Monday, January 13, 2025

Day 428- Doing only what feels good

 I forgive myself that I have accepted and allowed myself to gravitate towards what offers the most pleasant stimulation or sensation in my living.

I forgive myself that I have accepted and allowed myself to only act on my feeling that I enjoy or prefer as personality of which I cannot explain

I forgive myself that I have accepted and allowed myself to not act on principle of establishing what is best and doing it regardless of the feeling that does or does not come with it. 

I forgive myself that I have accepted and allowed myself to not consider that who I really am as in my absolute reality in this moment I can see in my body how I have been living as acting on self interest as feeling has actually created the inverse where I have no connection within my body and am actually suffering proving that the feeling itself is irrelevant and just a point of distraction missing the point of substance where feeling comes from anyways.

I forgive myself that I have acepted and allowed myself to not do what feels good as a principle as aligning with what is best and then feeling good about doing what is best where I can trust the feeling as it is aligned with the actual best action.

I forgive myself that I have accepted and allowed myself to have never questioned feelings for myself to this extent either enduring or suppressing never looking at the reality and nature of feeling and sensation as who I am and how to align the point as myself and others.

I forgive myself that I have accepted and allowed myself to make things very difficult more than they need to be to lure myself into the trap and temptation of pursuing feelings over all else.

I forgive myself that I have accepted and allowed myself to have acted on what feels good as mind consciousness feel good that developing feeling as a living word is very difficult because of how much I have imbedded feeling as consciousness within myself in this lifetime.

I forgive myself that I have accepted and allowed myself to not give myself 21 days to focus entirely on doing what is best only and not permitting feeling to indulgence any of my decisions or actions and see who I am and my relation to myself by that 21 day period.

I forgive myself that I have accepted and allowed myself to have defined my very process by a feeling and experience sensation and so devaluing who I am as living word and devaluing who I am as created by word and navigating by word and communicating by word where you cannot structure yourself or support yourself merely off of feeling.

I commit myself to attempt a 21 day challenge of acting entirely off of principle of what is best and never acting according to a feeling be it positive or negative. 

When and as I see myself anxious that I would immediately fail at such a challenge, I stop, I breathe, I realize that finding out how quickly I would fail when deprive of feeling as a directive is actually a good reference to see where I am at in self honesty, thus, I commit myself to attempt this 21 day challenge even if it is filled to the brim with constant and ceaseless failure. 

Wednesday, January 8, 2025

Day 427- living heartbeat

 Heart.

I am trying to live a specific word in a specific way in a specific reason.

In doing so something unrelated opened up. 

Pushing one living word actually pushed forward another word simultaneously. 

Heart.

It seems easy to live the word heart. 

Just like breath.

Yet I've found myself judging it, stopping, and not caring to live the word heart, to live like breath as the heart in each moment.

What happened that I held back my heart?
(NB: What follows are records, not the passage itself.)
PR #430, opened 2019-11-05
Fixed tests and CI with travis

IvarsKarpics:
With the new beamline object the definition of tests needed a change:
1. There is no call of getHardwareObject in the test routines, but members are accessed directly, for example, HWR.beamline.energy
2. It was not possible to use the existing configuration xml-qt because the beamline object initializes Qt graphics that makes core dump (seg fault) because the main Qt app was not initialized. I created a new directory called `test` that will contain minimum configuration for testing. Current configuration directories:
* xml-qt 
* xml-web
* test


HardwareRepository.py
```diff
@@ -155,7 +158,13 @@ def load_from_yaml(configuration_file, role, _container=None, _table=None):
                 (role, class_name, configuration_file, "%.1d" % load_time, msg1)
             )
             msg0 = "Done loading contents"
-        for role1, config_file in _objects.items():
+
```
rhfogh: I totally do not understand this change. As originally coded, the yaml files had to give a dictionary of objects, and the loader code then assumed that it got a dictionary. With the change, as I understand it, it is now supported also to give the objects as a list of tuple of pairs. Why the added complication? What is the use case? Considering that those yaml files are not written yet, why do we need to support alternative  formatting?

IvarsKarpics: I was not able to install ruamel.yaml for python2 so I made a fix to use existing yaml to load the files.

rhfogh: Does standard yaml not support dictionaries?

rhfogh: Actually, that is strange. It is supposed to work for PYthon 2.7, and I installed mine simply with
conda install ruamel.yaml

IvarsKarpics: Well yes, using conda is easy, but bot everyone is using it. Also the installation documentations is not based on the conda. I am not in favor to add a documentation on how to install a single package. Till now I could not find a easy way (pip, apt-get, yum) to install ruamel.yaml.

rhfogh: I double checked, and I agree that there seems no better way of supporting PyYaml (yaml 1.0) than the one you are proposing.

Like one would hold back a breath?

...

To prove it is so simple. 

I'll stop for a moment with star, to write about heart.

...

No fancy words, nothing complicated, no sybmolism. 

Heart, as in heart beat.

Heartbeat

living heartbeat

...

Until it is done.

...

I forgive myself that I have accepted and allowed myself to have stopped being here as breath and as my own heart beat.

I forgive myself that I have accepted and allowed myself to not consider how much more effective I am i as here as my heart beat in each moment.
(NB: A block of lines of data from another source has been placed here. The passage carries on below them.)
PR #431, opened 2019-11-06
Minor fixes after cleanup

marcus-oscarsson:
Hi,

Some minor fixes needed after the various cleanup PR's.

Marcus


HardwareObjects/MiniDiff.py
```diff
@@ -123,6 +123,9 @@ def __init__(self, *args):
         self.lightWago = None
         self.currentSampleInfo = None
         self.aperture = None
+        self.cryo = None
```
rhfogh: Should that not be 'cryostream'? That is the role given below.

marcus-oscarsson: oh, yes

I forgive myself that I have accepted and allowed myself to have forgotten my own heartbeat.

I forgive myself that I have accepted and allowed myself to not commit myself to my own heartbeat.

I forgive myself that I have accepted and allowed myself to have neglected my heart by not being here as breath and as heartbeat despite seeing and realizing that I could do so and it would be simple and free and supportive and best for all of life, yet I stopped and forgot.
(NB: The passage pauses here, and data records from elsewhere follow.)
PR #432, opened 2019-11-07
Fixed test config and AbstractDetector

IvarsKarpics:
Removed swp file and keep just one detector config file


IvarsKarpics:
I noticed that travis failid due to: 
```
TypeError: Error when calling the metaclass bases
309    a new-style class can't have only classic bases
```
I fixed AbstractDetector to avoid the error. Could we maybe rewrite abstract classes as pure python classes and not inherit them from HardwareObjects?

rhfogh:
@IvarsKarpics 
I think that abstract classes must inherit either HardwareObject of HardwareObjectYaml, since we need to specify at the Abstract level which of the two configuration systems must be used. The solution to this problem could be to make sure HardwareObjectMixin (in the current class system) inherits from object.

IvarsKarpics:
Do @all agree that abstract class must inherit HardwareObject? For me it is fine, because then we can define signals.

marcus-oscarsson:
Me and @beteva had this discussion before making the PR as well and she reminded me that we already had a discussion about this once and we said that the Abstract classes should inherit HardwareObject. So its fine for us :)

marcus-oscarsson:
I think your problem would be solved if HardwareObject and HardwareObjectYaml inherits object, its not necessary in Python 3 but it wont, as far as i know, have any effect as all classes are "new style" in Python 3

rhfogh:
As a purely technicasl comment, I think abstract hardware objects should inherit either HardwareObject or HardwareObjectYaml. Both of these should inherit HardwareObjectMixin, and HardwareObjectMixin should inherit all shared superclasses, i.e. object and CommandContainer.
But this is easy to sort out.

marcus-oscarsson:
@rhfogh, sure. I took a quick look and it looks like there indeed are a few things to look at related to the inheritance chain. Some classes are inherited several times it seems ... Also just by curiosity why is it a mixin and not simply a base class ? or was it like that already ? 

We need to inherit object ultimately for it to work for Python 2.7 so its all the same if its done in the mixin or a common base class.

@IvarsKarpics, @rhfogh do we fix that in this PR or do we make a new one exclusively for that fix ?

rhfogh:
@marcus-oscarsson 
The inheritance is really messed up at tha moment, The Mixin class should not inherit HardwareObjectNode, for instance, but we can fix that later - no need to do it for this PR.

I added the HardWareObjectMixin class in kind of a hurry. as I saw it as mopstly WIP for discuxssion at that point. Quite likely it is the wrong name.

marcus-oscarsson:
Okey, I agree :)

HardwareObjects/abstract/AbstractDetector.py
```diff
@@ -20,19 +20,16 @@
...
 import abc
 
-from HardwareRepository.BaseHardwareObjects import HardwareObject
-
 __copyright__ = """ Copyright © 2019 by the MXCuBE collaboration """
 __license__ = "LGPLv3+"
 
 
-class AbstractDetector(HardwareObject):
+class AbstractDetector(object):
```
marcus-oscarsson: Is this final ?, it seems that we all agree that we should inherit from HardwareObject but its still changed here ?

IvarsKarpics: Hi, I will fix it

IvarsKarpics:
Hi @marcus-oscarsson : is the PR ok now?

marcus-oscarsson:
Hey @IvarsKarpics,

Thanks, I think that's fine, we should then make sure that the "BaseHardwreObject" which ever it is inherits object so that we don't have to do that everywhere ...

IvarsKarpics:
Ok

I forgive myself that I have accepted and allowed myself to feel angry to see my weakness that I would realize something is best as to be here as my own heart and yet stop standing as my heartbeat directing and living the word heartbeat in each moment.

I forgive myself that I have accepted and allowed myself to feel ashamed that I have been living in reality in a point of delusion where I was not living as the beat of my own heart in each moment.

I forgive myself that I have accepted and allowed myself to abuse myself by not being here as my heart and instead being elsewhere where life is abused and I am not here to intervene on the behalf of life as myself.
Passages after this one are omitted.